Rationalizing Staying Home Versus Braving the Snow and Going to Work

Slowly, you crack open your eyes and cringe at the torrential blizzard transpiring outside. Twisting further into your nest of sheets and comforters, you begin to weigh your options. The desire to skip everything and stay in bed all day is strong, but you can feel the potential guilt building inside you; frankly, you’re going to need to do some shrewd rationalization to convince yourself that the apathetic decision and the right decision are the same thing.

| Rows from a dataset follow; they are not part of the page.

Issue #549, opened 2018-02-07
Kubernetes service ExternalName should be possible to target from ingress


szuecs:
As a user, I want to specify an external proxy target within the ingress object.

In Kubernetes this could be done with [service type ExternalName](https://kubernetes.io/docs/concepts/services-networking/service/#publishing-services---service-types), but the skipper kubernetes dataclient does not support this, yet.

daviddyball:
Hey @szuecs, did you ever find a way around this? We're running Skipper and I want to do exactly this, but I'm getting `error during backend roundtrip: kube xxxxxxxxxxxxxxxx service: dial tcp :443: getsockopt: connection refused`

It’s Going to be Seriously Wet: Much like fire, drunk parents, or Mel Gibson, getting wet can be amazing in the right context, like if you’re doing sex to a consenting lady hole or you’re a PCP addict getting your fix. However, everyone knows the inevitably cold, clingy dampness trudging through a foot of snow brings is not one of said delightful variations of wet. You’ve been there before and know all too well that, even if you’re only walking a short way, your socks will try to soak up melted snow until they’re nothing but two freezing, ill-fitting foot satchels of sad. Plus, once any clothing article is thoroughly moistened, you’re going to be stuck out there dealing with its icy clamminess until you’re able to get back home and change at the end of your miserably cold day.

You’re Not Needed: On un-fun mornings like these, it’s important we minimize our importance as much as possible. Likely, there are no human lives or unfathomable sums of money resting on your presence today, despite how important you made your position seem on your LinkedIn profile. Sure, you might miss a meeting for a group project or a conference call, but you probably weren’t going to pay attention during those anyways. Big picture, you’re just as well off staying home; free love, baseball, and America will still exist tomorrow even if you take today off.

Work From Home: You validate your inactivity by telling yourself that you’re going to get just as much work done while you’re at home. In reality, “working from home” is just you, maybe, responding to a few emails before unsurprisingly watching SportsCenter three times, masturbating, and taking a nap. Have your cake and eat it too; feel good about not being completely unproductive today while, actually, being all too happy to have spent the majority of the day trying to find the secret skate park in GTA V and eating a pound of bacon. Appreciate the guilt-free loophole you’ve found or be realistic, call a spade a spade, and enjoy a work-from-home day as an excuse to sleep until eleven and not put on pants.

It’s Too Easy: Taking a day off when you’re an adult is simple. Kids have to hit that magic number of symptoms convincing enough to warrant staying home and watching Maury and The Price is Right while not being serious enough to deserve a hospital trip. Fortunately, for most adults, though, all it takes is a convincing text, phone call, or email that explains your fictitious, yet plausible situation. So decide on your lie, execute it quickly, and sit back and relish in how ridiculously easy it is to get out of being a productive member of society for a day or two.